_Aim of the exercise_. Search the entries for the word "already" and pull out each line that has it.

_Dataset entries_.
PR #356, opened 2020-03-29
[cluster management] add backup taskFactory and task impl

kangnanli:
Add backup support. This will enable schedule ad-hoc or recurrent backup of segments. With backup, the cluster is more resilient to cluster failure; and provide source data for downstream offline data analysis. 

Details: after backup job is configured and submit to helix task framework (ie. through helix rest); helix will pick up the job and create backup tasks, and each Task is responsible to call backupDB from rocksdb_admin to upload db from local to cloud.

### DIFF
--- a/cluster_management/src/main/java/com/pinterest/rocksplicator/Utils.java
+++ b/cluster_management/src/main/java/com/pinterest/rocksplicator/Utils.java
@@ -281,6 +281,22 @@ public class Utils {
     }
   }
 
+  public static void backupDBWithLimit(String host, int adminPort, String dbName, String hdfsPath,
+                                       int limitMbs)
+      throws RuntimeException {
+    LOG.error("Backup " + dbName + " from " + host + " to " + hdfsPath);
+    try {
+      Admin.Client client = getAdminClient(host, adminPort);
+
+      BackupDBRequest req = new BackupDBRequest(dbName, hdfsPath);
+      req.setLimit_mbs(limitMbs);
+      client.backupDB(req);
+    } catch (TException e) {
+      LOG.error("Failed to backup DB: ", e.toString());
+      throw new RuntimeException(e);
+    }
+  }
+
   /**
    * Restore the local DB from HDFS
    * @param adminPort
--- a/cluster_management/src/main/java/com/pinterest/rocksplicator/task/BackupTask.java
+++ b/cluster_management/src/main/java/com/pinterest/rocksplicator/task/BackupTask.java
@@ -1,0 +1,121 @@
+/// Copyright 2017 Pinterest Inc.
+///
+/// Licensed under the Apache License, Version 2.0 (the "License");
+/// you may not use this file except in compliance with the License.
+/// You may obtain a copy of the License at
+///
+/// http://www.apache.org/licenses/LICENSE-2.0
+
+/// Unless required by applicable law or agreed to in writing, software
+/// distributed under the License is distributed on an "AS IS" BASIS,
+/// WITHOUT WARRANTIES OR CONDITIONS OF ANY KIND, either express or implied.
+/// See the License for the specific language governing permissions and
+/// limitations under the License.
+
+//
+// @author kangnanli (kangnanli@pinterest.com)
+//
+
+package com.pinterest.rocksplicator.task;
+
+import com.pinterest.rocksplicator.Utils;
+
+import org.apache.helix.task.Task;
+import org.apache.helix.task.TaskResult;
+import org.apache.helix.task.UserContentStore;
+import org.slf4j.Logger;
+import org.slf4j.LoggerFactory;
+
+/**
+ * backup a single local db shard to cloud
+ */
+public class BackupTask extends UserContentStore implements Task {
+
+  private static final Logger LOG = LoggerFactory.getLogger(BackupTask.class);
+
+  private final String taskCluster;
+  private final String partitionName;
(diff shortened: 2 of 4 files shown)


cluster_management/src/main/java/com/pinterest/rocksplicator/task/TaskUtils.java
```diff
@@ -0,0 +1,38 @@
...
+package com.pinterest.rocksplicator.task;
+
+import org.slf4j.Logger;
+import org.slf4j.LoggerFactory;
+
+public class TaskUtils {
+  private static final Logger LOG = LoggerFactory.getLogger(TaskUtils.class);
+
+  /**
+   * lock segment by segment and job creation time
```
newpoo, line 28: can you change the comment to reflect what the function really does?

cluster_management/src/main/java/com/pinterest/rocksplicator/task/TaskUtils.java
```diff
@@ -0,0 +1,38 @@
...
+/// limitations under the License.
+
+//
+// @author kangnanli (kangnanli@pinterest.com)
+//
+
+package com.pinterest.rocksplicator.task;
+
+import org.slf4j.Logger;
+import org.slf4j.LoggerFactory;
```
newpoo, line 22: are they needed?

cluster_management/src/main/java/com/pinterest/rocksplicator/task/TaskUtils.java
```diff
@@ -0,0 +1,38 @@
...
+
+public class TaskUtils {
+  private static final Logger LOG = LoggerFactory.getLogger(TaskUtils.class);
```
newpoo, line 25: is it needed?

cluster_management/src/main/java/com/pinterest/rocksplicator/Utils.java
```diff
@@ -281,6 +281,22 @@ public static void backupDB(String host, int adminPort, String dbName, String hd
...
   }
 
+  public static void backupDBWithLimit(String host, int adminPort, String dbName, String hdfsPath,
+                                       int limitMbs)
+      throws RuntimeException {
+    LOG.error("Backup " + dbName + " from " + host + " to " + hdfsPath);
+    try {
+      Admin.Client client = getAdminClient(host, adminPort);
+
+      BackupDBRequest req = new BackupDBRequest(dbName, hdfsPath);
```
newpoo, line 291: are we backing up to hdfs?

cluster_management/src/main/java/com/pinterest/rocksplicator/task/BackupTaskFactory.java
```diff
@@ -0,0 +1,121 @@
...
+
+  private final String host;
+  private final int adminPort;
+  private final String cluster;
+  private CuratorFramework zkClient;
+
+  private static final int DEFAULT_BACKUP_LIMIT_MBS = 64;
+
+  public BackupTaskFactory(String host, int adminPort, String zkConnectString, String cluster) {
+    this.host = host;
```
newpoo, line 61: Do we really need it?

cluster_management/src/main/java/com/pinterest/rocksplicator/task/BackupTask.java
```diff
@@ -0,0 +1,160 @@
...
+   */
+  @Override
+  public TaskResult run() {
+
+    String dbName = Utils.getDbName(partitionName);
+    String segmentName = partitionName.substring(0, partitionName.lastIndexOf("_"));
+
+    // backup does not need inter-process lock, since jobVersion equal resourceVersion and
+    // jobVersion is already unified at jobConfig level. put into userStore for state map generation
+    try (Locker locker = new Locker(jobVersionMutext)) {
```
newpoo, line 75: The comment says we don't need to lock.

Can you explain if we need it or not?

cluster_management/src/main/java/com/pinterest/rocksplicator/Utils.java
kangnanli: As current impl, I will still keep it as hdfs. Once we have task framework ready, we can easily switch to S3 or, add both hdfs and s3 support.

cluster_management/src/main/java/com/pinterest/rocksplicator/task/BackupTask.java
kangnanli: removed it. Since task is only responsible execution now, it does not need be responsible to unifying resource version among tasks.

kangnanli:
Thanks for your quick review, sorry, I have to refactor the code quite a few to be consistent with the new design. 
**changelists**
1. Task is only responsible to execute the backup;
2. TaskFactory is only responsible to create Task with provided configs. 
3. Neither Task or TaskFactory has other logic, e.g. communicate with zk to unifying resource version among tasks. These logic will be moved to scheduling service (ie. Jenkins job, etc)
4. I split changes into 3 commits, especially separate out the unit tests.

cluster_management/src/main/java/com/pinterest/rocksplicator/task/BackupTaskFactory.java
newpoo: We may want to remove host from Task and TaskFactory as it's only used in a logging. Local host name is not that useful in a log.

---

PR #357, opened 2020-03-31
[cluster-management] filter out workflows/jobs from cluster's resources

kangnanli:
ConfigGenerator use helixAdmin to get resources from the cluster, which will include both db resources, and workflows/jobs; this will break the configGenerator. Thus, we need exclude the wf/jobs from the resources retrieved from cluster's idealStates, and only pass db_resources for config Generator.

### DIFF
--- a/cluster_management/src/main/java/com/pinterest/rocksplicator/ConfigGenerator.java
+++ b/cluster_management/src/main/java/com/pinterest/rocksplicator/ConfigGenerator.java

==

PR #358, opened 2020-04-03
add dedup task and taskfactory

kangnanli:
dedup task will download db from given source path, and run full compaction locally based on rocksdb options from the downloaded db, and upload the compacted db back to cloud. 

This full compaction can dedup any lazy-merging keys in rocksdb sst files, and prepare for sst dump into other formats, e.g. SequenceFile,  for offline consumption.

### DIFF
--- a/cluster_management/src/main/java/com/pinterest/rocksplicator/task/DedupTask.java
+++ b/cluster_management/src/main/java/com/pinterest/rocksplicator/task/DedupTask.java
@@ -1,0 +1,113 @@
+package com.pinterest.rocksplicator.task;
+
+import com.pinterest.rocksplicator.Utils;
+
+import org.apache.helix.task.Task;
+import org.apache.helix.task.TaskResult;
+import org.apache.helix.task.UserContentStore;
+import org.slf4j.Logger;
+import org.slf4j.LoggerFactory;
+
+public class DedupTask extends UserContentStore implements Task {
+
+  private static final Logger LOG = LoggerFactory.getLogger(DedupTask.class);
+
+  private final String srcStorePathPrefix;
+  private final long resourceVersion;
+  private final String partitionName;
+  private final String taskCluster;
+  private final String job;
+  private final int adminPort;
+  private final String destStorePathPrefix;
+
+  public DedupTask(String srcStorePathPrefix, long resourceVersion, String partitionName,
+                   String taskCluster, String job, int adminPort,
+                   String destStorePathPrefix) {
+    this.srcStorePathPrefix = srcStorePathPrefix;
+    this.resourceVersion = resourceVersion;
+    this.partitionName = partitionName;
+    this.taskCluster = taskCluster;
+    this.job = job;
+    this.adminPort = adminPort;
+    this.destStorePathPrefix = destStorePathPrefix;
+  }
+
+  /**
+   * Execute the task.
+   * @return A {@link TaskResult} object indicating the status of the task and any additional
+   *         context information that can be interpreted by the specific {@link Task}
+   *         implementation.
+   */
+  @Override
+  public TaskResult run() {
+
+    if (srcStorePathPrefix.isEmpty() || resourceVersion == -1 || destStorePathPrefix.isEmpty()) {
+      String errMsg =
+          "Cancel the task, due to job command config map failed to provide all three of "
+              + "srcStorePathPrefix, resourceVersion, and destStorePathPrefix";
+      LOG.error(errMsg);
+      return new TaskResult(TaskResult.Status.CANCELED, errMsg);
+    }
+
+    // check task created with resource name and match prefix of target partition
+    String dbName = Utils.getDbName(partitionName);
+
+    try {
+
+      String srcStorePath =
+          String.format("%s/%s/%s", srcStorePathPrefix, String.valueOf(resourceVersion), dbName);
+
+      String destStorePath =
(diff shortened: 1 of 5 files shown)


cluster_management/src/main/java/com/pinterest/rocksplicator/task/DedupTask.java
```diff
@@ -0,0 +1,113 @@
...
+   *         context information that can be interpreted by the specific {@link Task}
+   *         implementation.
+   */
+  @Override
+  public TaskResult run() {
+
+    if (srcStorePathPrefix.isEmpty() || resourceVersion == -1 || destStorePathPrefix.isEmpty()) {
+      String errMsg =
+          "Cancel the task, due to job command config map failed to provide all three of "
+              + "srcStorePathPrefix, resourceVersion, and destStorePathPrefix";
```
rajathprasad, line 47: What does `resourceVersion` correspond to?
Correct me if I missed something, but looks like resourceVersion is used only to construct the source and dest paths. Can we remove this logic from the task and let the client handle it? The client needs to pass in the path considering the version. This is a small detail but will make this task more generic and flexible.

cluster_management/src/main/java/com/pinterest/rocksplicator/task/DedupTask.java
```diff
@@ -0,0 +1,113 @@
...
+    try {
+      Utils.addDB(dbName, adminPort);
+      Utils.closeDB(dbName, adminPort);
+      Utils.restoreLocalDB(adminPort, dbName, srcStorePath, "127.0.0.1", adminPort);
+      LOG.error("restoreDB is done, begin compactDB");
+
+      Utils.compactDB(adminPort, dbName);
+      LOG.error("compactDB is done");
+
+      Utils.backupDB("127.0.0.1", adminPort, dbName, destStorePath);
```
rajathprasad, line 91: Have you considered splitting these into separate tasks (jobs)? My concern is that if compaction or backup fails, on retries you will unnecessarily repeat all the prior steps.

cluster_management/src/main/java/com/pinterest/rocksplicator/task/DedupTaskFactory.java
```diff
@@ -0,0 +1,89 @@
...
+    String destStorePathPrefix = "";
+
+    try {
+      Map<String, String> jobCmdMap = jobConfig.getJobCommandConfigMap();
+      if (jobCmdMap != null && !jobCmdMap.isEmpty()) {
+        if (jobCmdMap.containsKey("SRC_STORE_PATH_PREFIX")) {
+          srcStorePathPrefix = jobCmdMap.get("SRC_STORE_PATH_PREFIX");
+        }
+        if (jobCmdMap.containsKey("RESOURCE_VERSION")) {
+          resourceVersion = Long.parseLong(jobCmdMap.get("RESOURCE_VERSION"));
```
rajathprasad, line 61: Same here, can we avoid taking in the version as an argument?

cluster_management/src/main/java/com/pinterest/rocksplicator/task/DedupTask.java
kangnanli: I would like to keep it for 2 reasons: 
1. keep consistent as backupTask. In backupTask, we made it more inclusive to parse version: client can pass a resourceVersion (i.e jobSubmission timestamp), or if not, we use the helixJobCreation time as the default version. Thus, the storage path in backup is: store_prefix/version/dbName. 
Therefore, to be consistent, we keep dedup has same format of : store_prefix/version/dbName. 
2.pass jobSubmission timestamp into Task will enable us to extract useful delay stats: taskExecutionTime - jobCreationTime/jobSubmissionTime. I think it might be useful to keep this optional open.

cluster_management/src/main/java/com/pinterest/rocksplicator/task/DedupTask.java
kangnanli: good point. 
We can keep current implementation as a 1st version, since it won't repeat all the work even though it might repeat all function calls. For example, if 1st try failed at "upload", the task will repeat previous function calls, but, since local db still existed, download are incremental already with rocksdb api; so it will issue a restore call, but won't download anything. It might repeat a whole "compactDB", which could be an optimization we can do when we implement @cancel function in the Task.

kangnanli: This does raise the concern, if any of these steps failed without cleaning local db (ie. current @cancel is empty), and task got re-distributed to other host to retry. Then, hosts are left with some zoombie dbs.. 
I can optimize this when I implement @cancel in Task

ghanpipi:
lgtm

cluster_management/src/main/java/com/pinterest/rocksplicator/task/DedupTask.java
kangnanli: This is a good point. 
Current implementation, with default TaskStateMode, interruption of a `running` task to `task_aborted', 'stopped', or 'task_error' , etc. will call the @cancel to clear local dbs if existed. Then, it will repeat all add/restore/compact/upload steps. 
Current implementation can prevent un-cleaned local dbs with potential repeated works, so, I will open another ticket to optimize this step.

_Answer section_.
+    // jobVersion is already unified at jobConfig level. put into userStore for state map generation
We can keep current implementation as a 1st version, since it won't repeat all the work even though it might repeat all function calls. For example, if 1st try failed at "upload", the task will repeat previous function calls, but, since local db still existed, download are incremental already with rocksdb api; so it will issue a restore call, but won't download anything. It might repeat a whole "compactDB", which could be an optimization we can do when we implement @cancel function in the Task.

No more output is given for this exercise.